### [Action item]
Search the data for the string "users" and copy each line in which it appears.

### [Material shown]

===============

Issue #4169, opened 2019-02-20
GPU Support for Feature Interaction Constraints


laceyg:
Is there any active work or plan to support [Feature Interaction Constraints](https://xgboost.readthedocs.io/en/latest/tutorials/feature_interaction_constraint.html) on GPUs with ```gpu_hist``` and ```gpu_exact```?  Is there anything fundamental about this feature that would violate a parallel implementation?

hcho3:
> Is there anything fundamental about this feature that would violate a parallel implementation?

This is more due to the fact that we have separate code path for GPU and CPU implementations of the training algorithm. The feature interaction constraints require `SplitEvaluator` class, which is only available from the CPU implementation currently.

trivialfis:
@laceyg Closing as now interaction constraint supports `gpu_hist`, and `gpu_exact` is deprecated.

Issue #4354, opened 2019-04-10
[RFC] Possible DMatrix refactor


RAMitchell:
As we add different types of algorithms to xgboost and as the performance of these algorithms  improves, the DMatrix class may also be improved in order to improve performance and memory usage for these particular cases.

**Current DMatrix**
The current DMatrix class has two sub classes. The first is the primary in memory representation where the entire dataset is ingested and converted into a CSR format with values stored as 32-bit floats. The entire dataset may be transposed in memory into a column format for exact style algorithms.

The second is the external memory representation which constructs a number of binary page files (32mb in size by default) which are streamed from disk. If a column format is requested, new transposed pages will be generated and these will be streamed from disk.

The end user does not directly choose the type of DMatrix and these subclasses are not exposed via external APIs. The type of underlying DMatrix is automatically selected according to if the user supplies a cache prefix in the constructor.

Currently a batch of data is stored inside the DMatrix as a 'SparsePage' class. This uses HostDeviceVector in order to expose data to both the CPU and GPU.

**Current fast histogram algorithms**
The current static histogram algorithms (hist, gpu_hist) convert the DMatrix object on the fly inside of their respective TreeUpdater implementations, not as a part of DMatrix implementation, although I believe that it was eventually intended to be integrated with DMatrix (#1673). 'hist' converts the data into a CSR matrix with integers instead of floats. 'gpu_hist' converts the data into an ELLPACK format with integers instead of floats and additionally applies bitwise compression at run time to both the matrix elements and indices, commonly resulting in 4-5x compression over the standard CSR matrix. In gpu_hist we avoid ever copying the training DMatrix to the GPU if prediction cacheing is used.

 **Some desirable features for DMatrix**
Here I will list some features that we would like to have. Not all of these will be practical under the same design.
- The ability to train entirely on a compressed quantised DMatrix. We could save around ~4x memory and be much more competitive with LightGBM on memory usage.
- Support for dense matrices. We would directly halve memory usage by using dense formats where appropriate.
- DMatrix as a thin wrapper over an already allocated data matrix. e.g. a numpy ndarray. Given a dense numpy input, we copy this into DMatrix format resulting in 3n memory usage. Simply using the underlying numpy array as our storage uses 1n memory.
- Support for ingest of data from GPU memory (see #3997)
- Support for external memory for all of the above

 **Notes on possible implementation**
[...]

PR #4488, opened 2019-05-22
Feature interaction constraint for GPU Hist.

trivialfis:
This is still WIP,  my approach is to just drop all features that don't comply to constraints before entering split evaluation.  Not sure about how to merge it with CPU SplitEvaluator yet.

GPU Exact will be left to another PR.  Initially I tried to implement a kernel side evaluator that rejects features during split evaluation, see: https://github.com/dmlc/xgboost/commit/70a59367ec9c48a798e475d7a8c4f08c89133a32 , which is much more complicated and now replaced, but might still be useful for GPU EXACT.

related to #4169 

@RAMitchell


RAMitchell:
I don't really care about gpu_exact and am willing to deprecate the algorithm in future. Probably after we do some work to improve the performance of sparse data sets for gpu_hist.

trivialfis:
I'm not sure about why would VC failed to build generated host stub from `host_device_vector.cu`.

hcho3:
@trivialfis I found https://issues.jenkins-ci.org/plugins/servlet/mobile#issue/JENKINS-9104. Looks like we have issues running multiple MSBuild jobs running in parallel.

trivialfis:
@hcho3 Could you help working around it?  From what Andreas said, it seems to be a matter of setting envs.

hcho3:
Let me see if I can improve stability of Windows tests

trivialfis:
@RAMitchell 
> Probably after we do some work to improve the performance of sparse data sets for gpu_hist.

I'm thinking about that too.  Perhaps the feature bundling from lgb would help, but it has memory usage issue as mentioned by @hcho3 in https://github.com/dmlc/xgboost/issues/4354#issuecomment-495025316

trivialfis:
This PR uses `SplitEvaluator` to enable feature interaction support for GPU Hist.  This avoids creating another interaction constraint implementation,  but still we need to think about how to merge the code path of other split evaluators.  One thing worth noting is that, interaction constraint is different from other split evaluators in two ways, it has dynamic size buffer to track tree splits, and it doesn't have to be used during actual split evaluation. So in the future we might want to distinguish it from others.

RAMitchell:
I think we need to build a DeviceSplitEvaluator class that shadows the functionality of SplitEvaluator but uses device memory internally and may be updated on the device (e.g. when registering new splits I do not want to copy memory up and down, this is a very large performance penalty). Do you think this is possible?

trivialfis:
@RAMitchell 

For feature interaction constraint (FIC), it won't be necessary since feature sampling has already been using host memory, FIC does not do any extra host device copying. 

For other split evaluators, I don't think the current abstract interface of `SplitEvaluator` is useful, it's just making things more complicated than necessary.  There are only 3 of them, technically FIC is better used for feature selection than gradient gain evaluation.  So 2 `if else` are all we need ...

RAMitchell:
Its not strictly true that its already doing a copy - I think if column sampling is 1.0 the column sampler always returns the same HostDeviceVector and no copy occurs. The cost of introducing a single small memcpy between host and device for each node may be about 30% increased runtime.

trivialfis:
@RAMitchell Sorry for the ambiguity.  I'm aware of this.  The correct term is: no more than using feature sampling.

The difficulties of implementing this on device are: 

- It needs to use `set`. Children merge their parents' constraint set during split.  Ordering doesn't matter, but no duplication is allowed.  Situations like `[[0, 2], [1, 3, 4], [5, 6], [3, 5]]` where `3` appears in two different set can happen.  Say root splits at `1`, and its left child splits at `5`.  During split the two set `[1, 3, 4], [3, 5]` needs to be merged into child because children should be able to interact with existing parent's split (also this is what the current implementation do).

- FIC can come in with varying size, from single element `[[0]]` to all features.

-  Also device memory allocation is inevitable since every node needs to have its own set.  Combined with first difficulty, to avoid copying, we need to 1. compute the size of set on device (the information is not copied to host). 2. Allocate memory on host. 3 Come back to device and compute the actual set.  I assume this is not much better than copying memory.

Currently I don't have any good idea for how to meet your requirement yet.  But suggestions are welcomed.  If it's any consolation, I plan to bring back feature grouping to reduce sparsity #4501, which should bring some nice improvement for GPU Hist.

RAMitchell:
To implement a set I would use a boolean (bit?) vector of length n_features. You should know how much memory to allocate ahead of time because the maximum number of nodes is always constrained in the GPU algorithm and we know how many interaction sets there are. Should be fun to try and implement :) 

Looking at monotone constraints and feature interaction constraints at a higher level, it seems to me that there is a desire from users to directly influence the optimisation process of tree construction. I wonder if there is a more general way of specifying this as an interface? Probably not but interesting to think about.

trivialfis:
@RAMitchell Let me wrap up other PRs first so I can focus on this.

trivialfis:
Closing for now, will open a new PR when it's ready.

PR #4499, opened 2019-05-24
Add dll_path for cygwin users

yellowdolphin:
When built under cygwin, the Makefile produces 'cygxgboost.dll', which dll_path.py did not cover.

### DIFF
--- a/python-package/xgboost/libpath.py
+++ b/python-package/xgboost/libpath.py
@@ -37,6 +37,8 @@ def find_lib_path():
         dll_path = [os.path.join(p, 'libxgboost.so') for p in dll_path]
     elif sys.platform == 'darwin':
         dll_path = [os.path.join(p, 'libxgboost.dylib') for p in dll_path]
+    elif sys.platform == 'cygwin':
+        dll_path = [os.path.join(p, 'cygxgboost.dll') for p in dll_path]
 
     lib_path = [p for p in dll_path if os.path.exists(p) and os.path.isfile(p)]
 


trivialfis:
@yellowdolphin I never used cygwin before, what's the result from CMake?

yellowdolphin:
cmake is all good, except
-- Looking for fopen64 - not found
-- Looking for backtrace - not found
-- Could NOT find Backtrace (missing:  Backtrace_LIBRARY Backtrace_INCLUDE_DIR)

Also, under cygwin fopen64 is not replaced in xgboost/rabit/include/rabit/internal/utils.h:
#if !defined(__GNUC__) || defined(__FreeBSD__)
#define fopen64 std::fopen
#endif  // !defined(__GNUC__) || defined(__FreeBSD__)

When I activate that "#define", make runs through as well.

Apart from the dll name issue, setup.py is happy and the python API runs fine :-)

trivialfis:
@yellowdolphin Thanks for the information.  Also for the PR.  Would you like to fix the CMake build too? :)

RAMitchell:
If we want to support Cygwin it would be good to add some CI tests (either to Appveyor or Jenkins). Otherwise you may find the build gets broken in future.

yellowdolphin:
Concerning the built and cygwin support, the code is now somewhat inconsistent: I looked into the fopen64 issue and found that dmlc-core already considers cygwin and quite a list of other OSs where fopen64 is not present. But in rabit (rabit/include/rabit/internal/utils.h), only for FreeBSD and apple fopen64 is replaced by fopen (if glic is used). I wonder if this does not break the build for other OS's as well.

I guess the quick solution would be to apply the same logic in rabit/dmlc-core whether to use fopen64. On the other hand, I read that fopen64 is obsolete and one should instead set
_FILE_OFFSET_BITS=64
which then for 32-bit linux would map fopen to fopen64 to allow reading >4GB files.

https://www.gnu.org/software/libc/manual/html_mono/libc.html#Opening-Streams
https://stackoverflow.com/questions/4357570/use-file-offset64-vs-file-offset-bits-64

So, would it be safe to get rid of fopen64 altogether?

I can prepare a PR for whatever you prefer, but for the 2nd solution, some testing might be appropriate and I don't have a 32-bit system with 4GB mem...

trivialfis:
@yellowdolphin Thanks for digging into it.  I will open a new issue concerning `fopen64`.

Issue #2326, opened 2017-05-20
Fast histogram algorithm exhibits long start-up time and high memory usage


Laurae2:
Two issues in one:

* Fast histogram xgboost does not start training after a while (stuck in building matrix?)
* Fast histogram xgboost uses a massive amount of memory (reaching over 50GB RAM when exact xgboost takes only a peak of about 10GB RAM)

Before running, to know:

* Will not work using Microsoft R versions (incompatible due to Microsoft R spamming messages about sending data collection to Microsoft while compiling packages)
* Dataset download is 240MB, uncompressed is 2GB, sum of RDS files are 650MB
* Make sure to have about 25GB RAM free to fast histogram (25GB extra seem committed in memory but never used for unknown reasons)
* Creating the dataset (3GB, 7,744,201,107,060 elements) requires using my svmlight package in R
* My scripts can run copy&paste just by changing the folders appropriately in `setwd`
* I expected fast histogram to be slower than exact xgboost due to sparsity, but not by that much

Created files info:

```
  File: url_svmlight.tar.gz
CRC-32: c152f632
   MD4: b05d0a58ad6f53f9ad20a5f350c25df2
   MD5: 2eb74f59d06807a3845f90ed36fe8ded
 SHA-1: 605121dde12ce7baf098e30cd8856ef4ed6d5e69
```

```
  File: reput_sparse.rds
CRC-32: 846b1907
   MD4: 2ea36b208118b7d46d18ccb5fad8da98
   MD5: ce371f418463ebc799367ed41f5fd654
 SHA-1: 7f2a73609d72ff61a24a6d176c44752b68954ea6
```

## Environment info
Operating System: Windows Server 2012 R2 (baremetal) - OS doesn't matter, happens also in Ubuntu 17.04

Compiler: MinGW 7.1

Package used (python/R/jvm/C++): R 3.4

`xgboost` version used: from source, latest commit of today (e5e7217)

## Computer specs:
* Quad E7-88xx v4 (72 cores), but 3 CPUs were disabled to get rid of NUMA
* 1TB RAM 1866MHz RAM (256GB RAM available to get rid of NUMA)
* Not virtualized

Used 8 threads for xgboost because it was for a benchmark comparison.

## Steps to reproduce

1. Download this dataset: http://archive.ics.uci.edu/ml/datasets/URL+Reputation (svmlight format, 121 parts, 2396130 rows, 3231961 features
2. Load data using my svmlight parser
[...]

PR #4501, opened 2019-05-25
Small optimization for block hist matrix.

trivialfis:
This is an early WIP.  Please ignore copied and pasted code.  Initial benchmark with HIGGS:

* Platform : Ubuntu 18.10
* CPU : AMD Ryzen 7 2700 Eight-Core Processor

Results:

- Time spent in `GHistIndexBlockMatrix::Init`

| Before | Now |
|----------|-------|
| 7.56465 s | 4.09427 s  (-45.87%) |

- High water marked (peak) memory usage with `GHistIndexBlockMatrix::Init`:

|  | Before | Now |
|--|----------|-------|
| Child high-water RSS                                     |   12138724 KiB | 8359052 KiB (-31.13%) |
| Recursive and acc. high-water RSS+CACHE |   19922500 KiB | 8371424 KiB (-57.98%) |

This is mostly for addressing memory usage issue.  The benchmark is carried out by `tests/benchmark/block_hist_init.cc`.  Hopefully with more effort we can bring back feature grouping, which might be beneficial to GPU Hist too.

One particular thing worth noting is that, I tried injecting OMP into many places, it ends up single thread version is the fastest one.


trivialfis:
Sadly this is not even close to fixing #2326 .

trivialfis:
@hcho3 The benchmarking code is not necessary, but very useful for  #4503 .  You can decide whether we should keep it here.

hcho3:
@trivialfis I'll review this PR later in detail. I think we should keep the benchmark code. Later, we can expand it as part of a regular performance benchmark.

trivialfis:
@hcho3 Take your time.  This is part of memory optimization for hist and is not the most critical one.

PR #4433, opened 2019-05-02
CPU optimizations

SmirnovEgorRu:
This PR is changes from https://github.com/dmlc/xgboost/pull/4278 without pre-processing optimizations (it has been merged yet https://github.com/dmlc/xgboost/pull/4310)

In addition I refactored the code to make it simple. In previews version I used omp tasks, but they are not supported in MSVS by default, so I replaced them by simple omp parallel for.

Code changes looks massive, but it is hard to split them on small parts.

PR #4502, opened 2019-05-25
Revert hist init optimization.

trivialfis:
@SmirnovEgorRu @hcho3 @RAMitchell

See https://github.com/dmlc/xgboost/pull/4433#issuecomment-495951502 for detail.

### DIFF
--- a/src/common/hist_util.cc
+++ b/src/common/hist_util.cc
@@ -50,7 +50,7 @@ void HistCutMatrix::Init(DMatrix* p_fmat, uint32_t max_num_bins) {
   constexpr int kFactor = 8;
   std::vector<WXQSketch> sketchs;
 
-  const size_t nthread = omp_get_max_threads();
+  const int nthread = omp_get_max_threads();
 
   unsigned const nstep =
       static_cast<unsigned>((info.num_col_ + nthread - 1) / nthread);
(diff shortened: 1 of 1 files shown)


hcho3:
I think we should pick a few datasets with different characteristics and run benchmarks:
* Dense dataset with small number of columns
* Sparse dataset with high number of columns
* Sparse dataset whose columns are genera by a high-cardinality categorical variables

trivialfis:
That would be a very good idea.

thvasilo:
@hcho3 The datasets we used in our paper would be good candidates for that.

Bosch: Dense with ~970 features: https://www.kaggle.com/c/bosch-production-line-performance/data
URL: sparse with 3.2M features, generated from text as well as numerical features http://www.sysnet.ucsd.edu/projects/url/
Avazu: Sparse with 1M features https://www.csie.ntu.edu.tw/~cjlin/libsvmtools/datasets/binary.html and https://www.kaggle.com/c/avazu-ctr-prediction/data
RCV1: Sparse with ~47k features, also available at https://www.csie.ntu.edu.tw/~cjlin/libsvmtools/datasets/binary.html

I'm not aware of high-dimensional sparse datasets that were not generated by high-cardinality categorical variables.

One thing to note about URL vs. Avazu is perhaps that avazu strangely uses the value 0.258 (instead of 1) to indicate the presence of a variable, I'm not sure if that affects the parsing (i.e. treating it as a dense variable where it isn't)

===============

### [Problem solution]
Looking at monotone constraints and feature interaction constraints at a higher level, it seems to me that there is a desire from users to directly influence the optimisation process of tree construction. I wonder if there is a more general way of specifying this as an interface? Probably not but interesting to think about.
Add dll_path for cygwin users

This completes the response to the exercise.